• Stored data:
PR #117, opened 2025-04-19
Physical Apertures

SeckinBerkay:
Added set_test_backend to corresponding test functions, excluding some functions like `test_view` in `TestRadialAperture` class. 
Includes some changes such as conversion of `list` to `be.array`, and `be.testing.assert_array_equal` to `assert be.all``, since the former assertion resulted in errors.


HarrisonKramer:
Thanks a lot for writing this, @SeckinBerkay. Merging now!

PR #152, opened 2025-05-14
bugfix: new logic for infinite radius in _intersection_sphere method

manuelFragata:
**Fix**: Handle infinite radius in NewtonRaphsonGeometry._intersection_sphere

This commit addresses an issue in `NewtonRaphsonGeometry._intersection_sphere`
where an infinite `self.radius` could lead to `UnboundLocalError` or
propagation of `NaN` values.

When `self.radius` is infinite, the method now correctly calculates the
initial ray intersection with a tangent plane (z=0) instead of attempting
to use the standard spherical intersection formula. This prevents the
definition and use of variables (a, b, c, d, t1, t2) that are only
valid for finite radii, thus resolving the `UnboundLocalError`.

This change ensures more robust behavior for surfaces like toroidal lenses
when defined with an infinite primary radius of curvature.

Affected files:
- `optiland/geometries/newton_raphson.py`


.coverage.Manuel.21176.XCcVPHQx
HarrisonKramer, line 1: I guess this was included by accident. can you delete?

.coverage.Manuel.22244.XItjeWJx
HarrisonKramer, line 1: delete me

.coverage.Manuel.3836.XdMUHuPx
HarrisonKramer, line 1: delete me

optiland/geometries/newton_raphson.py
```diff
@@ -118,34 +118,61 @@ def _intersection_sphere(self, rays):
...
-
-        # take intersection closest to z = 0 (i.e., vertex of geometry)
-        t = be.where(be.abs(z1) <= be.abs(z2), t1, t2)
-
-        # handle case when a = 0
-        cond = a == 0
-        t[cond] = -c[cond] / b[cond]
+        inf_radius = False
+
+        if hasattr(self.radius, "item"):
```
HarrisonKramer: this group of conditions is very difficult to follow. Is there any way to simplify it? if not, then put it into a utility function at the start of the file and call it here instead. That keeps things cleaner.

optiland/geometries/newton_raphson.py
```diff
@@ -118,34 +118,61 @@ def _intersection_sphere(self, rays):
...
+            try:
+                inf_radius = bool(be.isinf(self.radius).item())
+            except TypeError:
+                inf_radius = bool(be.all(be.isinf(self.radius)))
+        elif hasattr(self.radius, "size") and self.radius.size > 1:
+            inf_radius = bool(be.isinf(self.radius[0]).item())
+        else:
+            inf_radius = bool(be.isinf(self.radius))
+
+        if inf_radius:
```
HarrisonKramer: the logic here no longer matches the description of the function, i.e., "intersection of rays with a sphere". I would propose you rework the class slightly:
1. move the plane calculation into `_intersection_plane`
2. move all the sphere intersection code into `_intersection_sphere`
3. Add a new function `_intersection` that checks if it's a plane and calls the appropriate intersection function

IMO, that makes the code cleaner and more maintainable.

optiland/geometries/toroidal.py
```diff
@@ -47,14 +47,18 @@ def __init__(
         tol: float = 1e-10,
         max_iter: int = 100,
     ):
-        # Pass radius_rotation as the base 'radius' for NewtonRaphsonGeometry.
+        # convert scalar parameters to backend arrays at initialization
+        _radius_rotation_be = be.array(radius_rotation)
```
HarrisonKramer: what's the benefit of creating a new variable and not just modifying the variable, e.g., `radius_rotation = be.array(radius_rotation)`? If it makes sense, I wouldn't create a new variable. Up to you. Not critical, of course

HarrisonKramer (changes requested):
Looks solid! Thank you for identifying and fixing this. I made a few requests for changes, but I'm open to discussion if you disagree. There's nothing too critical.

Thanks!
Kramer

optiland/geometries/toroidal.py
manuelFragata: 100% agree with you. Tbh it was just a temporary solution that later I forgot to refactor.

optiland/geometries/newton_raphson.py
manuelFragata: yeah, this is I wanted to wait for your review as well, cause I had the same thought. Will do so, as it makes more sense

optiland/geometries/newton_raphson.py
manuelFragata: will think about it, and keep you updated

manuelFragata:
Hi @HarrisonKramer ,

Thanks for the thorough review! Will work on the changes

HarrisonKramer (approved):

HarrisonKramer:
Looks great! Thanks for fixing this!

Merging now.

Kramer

• Instructions to follow:
Search the data above for lines holding "item" and copy each of them.

• Task output:
+        if hasattr(self.radius, "item"):
+                inf_radius = bool(be.isinf(self.radius).item())
+            inf_radius = bool(be.isinf(self.radius[0]).item())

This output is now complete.